§ TRY IT
Show the lines below that contain the string "FruitParser".

§ SUPPLIED INFORMATION
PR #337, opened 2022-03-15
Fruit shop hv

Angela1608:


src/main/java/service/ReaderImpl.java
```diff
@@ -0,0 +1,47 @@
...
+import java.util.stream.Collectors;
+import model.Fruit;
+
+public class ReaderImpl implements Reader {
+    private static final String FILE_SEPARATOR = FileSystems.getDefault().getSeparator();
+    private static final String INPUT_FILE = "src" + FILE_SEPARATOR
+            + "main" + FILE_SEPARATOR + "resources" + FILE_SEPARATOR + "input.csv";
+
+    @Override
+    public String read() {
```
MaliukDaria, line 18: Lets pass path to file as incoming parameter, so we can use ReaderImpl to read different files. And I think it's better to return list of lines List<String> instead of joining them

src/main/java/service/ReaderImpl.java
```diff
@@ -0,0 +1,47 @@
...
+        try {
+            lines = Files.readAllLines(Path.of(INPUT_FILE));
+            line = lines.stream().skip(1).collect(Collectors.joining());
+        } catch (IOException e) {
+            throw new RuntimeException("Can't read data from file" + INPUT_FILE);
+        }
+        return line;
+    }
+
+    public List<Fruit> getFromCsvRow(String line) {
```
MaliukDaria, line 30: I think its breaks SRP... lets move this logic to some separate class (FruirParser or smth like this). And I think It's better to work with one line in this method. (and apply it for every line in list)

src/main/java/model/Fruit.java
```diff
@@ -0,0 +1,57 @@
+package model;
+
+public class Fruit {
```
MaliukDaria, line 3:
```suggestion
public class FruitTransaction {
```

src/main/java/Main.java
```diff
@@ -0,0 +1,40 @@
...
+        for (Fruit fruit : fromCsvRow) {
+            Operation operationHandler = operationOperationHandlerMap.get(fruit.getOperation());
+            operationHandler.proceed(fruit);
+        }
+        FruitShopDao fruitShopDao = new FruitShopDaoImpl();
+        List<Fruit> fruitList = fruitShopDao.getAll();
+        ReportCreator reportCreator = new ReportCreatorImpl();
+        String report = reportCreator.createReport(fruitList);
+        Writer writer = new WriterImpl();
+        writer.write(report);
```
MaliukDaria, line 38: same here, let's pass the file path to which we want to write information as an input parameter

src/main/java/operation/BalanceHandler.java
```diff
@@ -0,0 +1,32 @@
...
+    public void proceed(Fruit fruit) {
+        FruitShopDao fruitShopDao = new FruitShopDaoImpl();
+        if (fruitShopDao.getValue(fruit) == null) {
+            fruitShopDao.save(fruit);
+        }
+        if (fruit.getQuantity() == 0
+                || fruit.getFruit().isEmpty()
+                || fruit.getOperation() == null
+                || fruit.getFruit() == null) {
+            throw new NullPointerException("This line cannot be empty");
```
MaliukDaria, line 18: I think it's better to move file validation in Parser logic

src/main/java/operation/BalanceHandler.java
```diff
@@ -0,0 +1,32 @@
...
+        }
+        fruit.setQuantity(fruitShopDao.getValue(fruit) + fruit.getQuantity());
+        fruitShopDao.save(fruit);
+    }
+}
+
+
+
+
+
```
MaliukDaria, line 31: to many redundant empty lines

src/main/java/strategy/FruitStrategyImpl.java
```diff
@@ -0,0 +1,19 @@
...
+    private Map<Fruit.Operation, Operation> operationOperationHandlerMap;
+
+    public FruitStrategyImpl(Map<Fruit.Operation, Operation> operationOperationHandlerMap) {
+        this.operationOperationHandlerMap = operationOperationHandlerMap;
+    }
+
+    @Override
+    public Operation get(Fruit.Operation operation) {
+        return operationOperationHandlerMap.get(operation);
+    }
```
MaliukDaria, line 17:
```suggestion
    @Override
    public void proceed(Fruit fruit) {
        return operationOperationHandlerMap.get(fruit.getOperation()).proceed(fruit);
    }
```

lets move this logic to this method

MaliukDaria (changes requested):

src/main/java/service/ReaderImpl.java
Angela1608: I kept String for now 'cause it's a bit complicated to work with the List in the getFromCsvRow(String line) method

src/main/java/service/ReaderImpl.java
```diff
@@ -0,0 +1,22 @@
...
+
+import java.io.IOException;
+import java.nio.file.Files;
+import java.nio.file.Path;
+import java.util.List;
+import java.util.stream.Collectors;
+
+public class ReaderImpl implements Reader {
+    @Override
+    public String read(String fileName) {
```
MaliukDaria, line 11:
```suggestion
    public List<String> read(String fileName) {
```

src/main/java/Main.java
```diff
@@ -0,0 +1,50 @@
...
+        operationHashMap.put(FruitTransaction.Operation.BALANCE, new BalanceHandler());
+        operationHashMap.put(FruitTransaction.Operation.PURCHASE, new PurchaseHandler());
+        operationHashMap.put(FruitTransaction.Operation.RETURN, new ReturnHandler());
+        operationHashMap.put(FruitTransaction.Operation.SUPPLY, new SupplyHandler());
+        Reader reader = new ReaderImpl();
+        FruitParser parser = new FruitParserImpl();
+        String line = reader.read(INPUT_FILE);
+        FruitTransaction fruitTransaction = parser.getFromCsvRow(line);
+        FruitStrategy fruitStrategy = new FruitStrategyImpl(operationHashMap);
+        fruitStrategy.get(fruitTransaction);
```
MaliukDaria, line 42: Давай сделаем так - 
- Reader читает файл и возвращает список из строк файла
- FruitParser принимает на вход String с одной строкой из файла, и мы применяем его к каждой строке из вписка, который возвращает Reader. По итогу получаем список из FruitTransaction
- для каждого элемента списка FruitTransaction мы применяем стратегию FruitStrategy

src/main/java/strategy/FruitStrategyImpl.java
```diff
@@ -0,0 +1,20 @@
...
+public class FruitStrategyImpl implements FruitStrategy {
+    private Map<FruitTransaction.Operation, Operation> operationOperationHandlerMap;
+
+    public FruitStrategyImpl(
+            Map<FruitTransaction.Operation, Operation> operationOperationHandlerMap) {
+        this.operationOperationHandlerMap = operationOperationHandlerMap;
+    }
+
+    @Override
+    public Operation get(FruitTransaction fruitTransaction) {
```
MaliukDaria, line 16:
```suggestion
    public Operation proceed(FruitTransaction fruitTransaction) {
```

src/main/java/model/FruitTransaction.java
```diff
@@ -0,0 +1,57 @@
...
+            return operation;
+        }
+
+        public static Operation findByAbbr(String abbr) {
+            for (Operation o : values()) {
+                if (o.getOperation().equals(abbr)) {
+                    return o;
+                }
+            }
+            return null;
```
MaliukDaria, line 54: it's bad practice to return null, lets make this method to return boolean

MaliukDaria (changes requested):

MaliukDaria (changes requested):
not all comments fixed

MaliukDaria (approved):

§ SOLUTION FOR THIS TASK
+        FruitParser parser = new FruitParserImpl();
- FruitParser принимает на вход String с одной строкой из файла, и мы применяем его к каждой строке из вписка, который возвращает Reader. По итогу получаем список из FruitTransaction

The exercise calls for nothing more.